# Angular momentum

1. May 31, 2005

### broegger

Hi,

Say you have an electron in the hydrogen atom. Can this electron be in a state that is a superposition of the usual energyeigenstates (which are also eigenstates of L_z) AND have different expectation values for L_x and L_y? Are x and y symmetric in the sense that their expectation values are always equal in this situation?

2. May 31, 2005

### Kruger

You can't measure the expectation value of L_z and L_y simultaneously cause of the uncertainty. You can only measure total angular momentum and L_y or total angu. mom. and L_z precisely.

3. May 31, 2005

### dextercioby

You can measure them all (5) with arbitrary precision,if the quantum system is in a state with $l=0$.

Daniel.

4. Jun 1, 2005

### broegger

No no, I think you misunderstand. The EXPECTATION value is not the result of a single measurement. This is what I mean: Can you have a particle in a state, which is a superposition of eigenstates of L_z, but which - at some point in time (say t=0) - has different EXPECTATION values for L_x and L_y.

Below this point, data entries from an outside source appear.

PR #329, opened 2026-05-12
Top command

endawkins:
#### Testing ####

Checklist:

### DIFF
--- a/entrypoint/rebootinstances/rebootinstances_test.go
+++ b/entrypoint/rebootinstances/rebootinstances_test.go
@@ -29,6 +29,10 @@ var _ = Describe("Test:", func() {
 			assert.PodAssertReady())
 	})
 
+	It("Verifies node CPU usage does not exceed 80% before reboot", func() {
+		testcase.TestNodeCPUUsageBelowThreshold(80, true, true)
+	})
+
 	It("Verifies ClusterIP Service", func() {
 		testcase.TestServiceClusterIP(true, true)
 	})
--- a/entrypoint/rebootinstances/rebootinstances_test.go
+++ b/entrypoint/rebootinstances/rebootinstances_test.go
@@ -53,8 +53,8 @@ var _ = Describe("Test:", func() {
 		)
 	})
 
-	It("Verifies node CPU usage stays below 80% after reboot", func() {
-		testcase.TestNodeCPUUsageBelowThreshold(80, true, true)
+	It("Verifies node CPU usage does not exceed 80% after reboot", func() {
+		testcase.TestNodeCPUUsageBelowThreshold(81, true, true)
 	})
 
 	It("Verifies ClusterIP Service after reboot", func() {
--- a/entrypoint/rebootinstances/rebootinstances_test.go
+++ b/entrypoint/rebootinstances/rebootinstances_test.go
@@ -29,9 +29,9 @@ var _ = Describe("Test:", func() {
 			assert.PodAssertReady())
 	})
 
-	// It("Verifies node CPU usage does not exceed 80% before reboot", func() {
-	// 	testcase.TestNodeCPUUsageBelowThreshold(80, true, true)
-	// })
+	It("Verifies node CPU usage does not exceed 80% before reboot", func() {
+		testcase.TestNodeCPUUsageBelowThreshold(80, true, true)
+	})
 
 	It("Verifies ClusterIP Service", func() {
 		testcase.TestServiceClusterIP(true, true)
--- a/entrypoint/rebootinstances/rebootinstances_test.go
+++ b/entrypoint/rebootinstances/rebootinstances_test.go
@@ -53,6 +53,10 @@ var _ = Describe("Test:", func() {
 		)
 	})
 
+	It("Verifies node CPU usage stays below 80% after reboot", func() {
+		testcase.TestNodeCPUUsageBelowThreshold(80, true, true)
+	})
+
 	It("Verifies ClusterIP Service after reboot", func() {
 		testcase.TestServiceClusterIP(true, true)
 	})
--- a/entrypoint/rebootinstances/rebootinstances_test.go
+++ b/entrypoint/rebootinstances/rebootinstances_test.go
@@ -29,9 +29,9 @@ var _ = Describe("Test:", func() {
 			assert.PodAssertReady())
 	})
 
-	It("Verifies node CPU usage does not exceed 80% before reboot", func() {
-		testcase.TestNodeCPUUsageBelowThreshold(80, true, true)
-	})
+	// It("Verifies node CPU usage does not exceed 80% before reboot", func() {
+	// 	testcase.TestNodeCPUUsageBelowThreshold(80, true, true)
+	// })
 
 	It("Verifies ClusterIP Service", func() {
 		testcase.TestServiceClusterIP(true, true)
--- a/entrypoint/rebootinstances/rebootinstances_test.go
+++ b/entrypoint/rebootinstances/rebootinstances_test.go
@@ -30,7 +30,7 @@ var _ = Describe("Test:", func() {
 	})
 
 	It("Verifies node CPU usage does not exceed 80% before reboot", func() {
-		testcase.TestNodeCPUThreshold(80, false, false)
+		testcase.TestNodeCPUThreshold(80, true, false)
 	})
 
 	It("Verifies ClusterIP Service", func() {
--- a/entrypoint/rebootinstances/rebootinstances_test.go
+++ b/entrypoint/rebootinstances/rebootinstances_test.go
@@ -58,7 +58,7 @@ var _ = Describe("Test:", func() {
 	})
 
 	It("Verifies node CPU usage does not exceed 80% after reboot", func() {
-		testcase.TestNodeCPUUsageBelowThreshold(81, true, true)
+		testcase.TestNodeCPUUsageBelowThreshold(80, true, true)
 	})
 
 	It("Verifies ClusterIP Service after reboot", func() {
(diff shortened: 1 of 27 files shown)


pkg/testcase/node.go
```diff
@@ -135,3 +137,103 @@ func TestNodeMetricsServer(applyWorkload, deleteWorkload bool) {
...
 	}
 }
+
+// TestNodeCPUUsageBelowThreshold fails when any node exceeds the provided CPU percentage.
+func TestNodeCPUUsageBelowThreshold(maxCPUPercent int, applyWorkload, deleteWorkload bool, timeouts ...string) {
+	var workloadErr error
+	if applyWorkload {
+		shared.LogLevel("info", "Deploying metrics-server...")
+		workloadErr = shared.ManageWorkload("apply", "metrics-server.yaml")
+		Expect(workloadErr).To(BeNil())
```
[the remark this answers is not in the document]
endawkins: This is not a user-configurable parameter.

mdrahman-suse:
Thanks @endawkins do we want to add this test post-upgrade?

pkg/aws/ec2.go
```diff
@@ -350,7 +350,7 @@ func (c Client) waitForInstanceRunning(instanceId string) error {
 	}
 
 	ticker := time.NewTicker(15 * time.Second)
-	timeout := time.After(5 * time.Minute)
+	timeout := time.After(10 * time.Minute)
```
mdrahman-suse: Any reason we are increasing this wait time?

entrypoint/rebootinstances/rebootinstances_test.go
```diff
@@ -29,6 +29,10 @@ var _ = Describe("Test:", func() {
 			assert.PodAssertReady())
 	})
 
+	It("Verifies node CPU usage does not exceed 80% before reboot", func() {
```
mdrahman-suse, line 32: I would suggest running this test while keeping the workloads and cleaning up only after the reboot. May be deploy the daemonset only post reboot and keep the other workloads running?

entrypoint/rebootinstances/rebootinstances_test.go
```diff
@@ -29,6 +29,10 @@ var _ = Describe("Test:", func() {
...
+		testcase.TestNodeCPUUsageBelowThreshold(80, false, false)
```
mdrahman-suse: Also we can shorten the func name `TestNodeCPUThreshold`. Also do we want to know memory threshold as well?

entrypoint/restartservice/restartservice_test.go
```diff
@@ -29,6 +29,10 @@ var _ = Describe("Test:", func() {
 			assert.PodAssertReady())
 	})
 
+	It("Verifies node CPU usage does not exceed 80% before service restarts", func() {
```
mdrahman-suse, line 32: I would suggest running this test while keeping the workloads and cleaning up only after the restart. May be deploy the daemonset only post restart and keep the other workloads running?

pkg/testcase/node.go
```diff
@@ -135,3 +138,114 @@ func TestNodeMetricsServer(applyWorkload, deleteWorkload bool) {
...
+	Expect(err).To(BeNil())
+	shared.LogLevel("info", "Test metrics-server workload pod is running")
+
+	timeout := "120s"
+	if len(timeouts) > 0 && timeouts[0] != "" {
+		timeout = timeouts[0]
+	}
+
+	Eventually(func(g Gomega) bool {
+		shared.LogLevel("info", "Querying node CPU usage with 'kubectl top node --no-headers'...")
```
mdrahman-suse: May be move it above eventually to call it once? And then log something like `Failed to get valid stats, Retrying...`

pkg/testcase/node.go
```diff
@@ -135,3 +138,114 @@ func TestNodeMetricsServer(applyWorkload, deleteWorkload bool) {
...
+		topNodeCmd := "kubectl top node --kubeconfig=" + shared.KubeConfigFile + " --no-headers"
+		res, err := shared.RunCommandHost(topNodeCmd)
+		g.Expect(err).To(BeNil())
+		g.Expect(strings.TrimSpace(res)).NotTo(Equal(""), "kubectl top node returned no data")
+		shared.LogLevel("info", "kubectl top node query completed:\n%s", res)
```
mdrahman-suse: Also this can be moved out or add debug logging

pkg/testcase/node.go
mdrahman-suse: Also this can be moved out or add debug logging

mdrahman-suse:
@endawkins Also can you check if it works with `debug: true` on config.yaml?

entrypoint/rebootinstances/rebootinstances_test.go
endawkins: We may want to add that later but right now this is directly addressing a customer issue for node CPU% usage. However, they do tend to act independently of one another so low CPU% usage doesn't necessarily mean low memory% usage.

entrypoint/restartservice/restartservice_test.go
endawkins: The task was to add a check both after initial install (due to potential spikes of CPU% usage) as well as after the cluster-disruption. But I can change to have all of the workloads running before the restart and be cleaned up after. Should I do the same with reboot?

pkg/testcase/node.go
endawkins: This logging already exists at line 210 for if the CPU usage information is in an invalid syntax etc, I'll add ```retrtying...``` to that logging.

entrypoint/rebootinstances/rebootinstances_test.go
fmoral2: also from where is this  80% threshold pulled from ? 
in my pov is too high

pkg/testcase/node.go
```diff
@@ -135,3 +138,112 @@ func TestNodeMetricsServer(applyWorkload, deleteWorkload bool) {
...
+
+	if deleteWorkload {
+		shared.LogLevel("info", "Cleaning up test metrics-server workload...")
+		workloadErr = shared.ManageWorkload("delete", "metrics-server.yaml")
+		Expect(workloadErr).To(BeNil())
+		shared.LogLevel("info", "Test workload cleaned up successfully")
+	}
+}
+
+func parseNodeCPUPercentages(output string) (map[string]int, error) {
```
fmoral2: this functiona nd the bellow one, should live in a shared folder/file

entrypoint/rebootinstances/rebootinstances_test.go
fmoral2: i agree with @mdrahman-suse  suggestion, it will be a small addition and a good gain, since its related.

pkg/testcase/node.go
endawkins: Done

shared/cluster.go
```diff
@@ -888,3 +890,70 @@ func CleanupPod(podName string) error {
 
 	return nil
 }
+
+// ParseNodeCPUPercentages parses the output of 'kubectl top node' and returns a map of node names to CPU percentages.
+func ParseNodeCPUPercentages(output string) (map[string]int, error) {
```
fmoral2: this should not be exported right ?

pkg/aws/ec2.go
endawkins: Fixed.

entrypoint/rebootinstances/rebootinstances_test.go
endawkins: This was set based off of conversation with @ShylajaDevadiga but we can discuss a better percentage for the threshold.

pkg/testcase/node.go
endawkins: Fixed.

pkg/testcase/node.go
endawkins: Fixed.

shared/cluster.go
endawkins: fixed.

shared/cluster.go
```diff
@@ -888,3 +890,70 @@ func CleanupPod(podName string) error {
 
 	return nil
 }
+
+// ParseNodeCPUPercentages parses the output of 'kubectl top node' and returns a map of node names to CPU percentages.
```
mdrahman-suse: update to match func name

shared/cluster.go
```diff
@@ -888,3 +890,70 @@ func CleanupPod(podName string) error {
...
+		LogLevel("info", "  Parsed node %s with CPU usage %d%%", nodeName, cpuPercent)
+	}
+
+	LogLevel("info", "Parsed %d lines total, extracted %d nodes", lineCount, len(nodeCPU))
+
+	return nodeCPU, nil
+}
+
+// CheckNodeCPUThreshold returns a list of nodes exceeding maxCPUPercent, or nil if all nodes pass.
+func CheckNodeCPUThreshold(maxCPUPercent int, output string) ([]string, error) {
```
mdrahman-suse, line 934: Wondering if these new func should be in shared or testcase/node ... could also be in testcase/support/node.go, wdyt? cc @fmoral2

mdrahman-suse: As this is specific to cluster nodes only?

entrypoint/rebootinstances/rebootinstances_test.go
endawkins: Fixed

entrypoint/rebootinstances/rebootinstances_test.go
endawkins: Done.

entrypoint/restartservice/restartservice_test.go
endawkins: Done.

shared/cluster.go
endawkins: Keeping as is. Done.

fmoral2 (approved):

aganesh-suse (approved):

The reason I'm asking is that I found just that in my exam the other day. The assignment was this:

In this problem we consider a hydrogen atom whose normalized stationary states is denoted $$|nlm\rangle$$, where n is the main quantum number and l and m is the quantum numbers belonging to L^2 and L_z, respectively. Consider a hydrogen atom described by the state:
$$|\psi\rangle=\frac1{\sqrt2}(|210\rangle + |211\rangle)$$​

1. Blah blah
2. Blah blah
3. Blah blah
4. Calculate the expectation values of L_x and L_y in the state |psi>.

I got different answers for <L_x> and <L_y> (h/sqrt(2) and 0, respectively). Is this possible? When you choose z as reference axis the theory seems to treat x and y equally.

5. Jun 1, 2005

### dextercioby

There's no problem whatsoever.The two operators are different (see their expressions as a function of the ladder operators),so it's obvious to get different expectation values.

Daniel.

6. Jun 2, 2005

Ok, thanks.

7. Jun 2, 2005

### BlackBaron

That's right, but your specific state doesn't treat x and y equally. So, as dextercioby already pointed, there's no contradiction if you find different expectation values.

8. Jun 4, 2005

### BoTemp

Choosing z as the reference axis doesn't necessarily treat x and y equally, it's
just a convention. Only m=0 states have symmetry about the z-axis. So <L_x> = <L_y> (= 0 I think) whenever m= 0, but since $$|211\rangle$$ is part of
the wavefunction, it doesn't have the symmetry.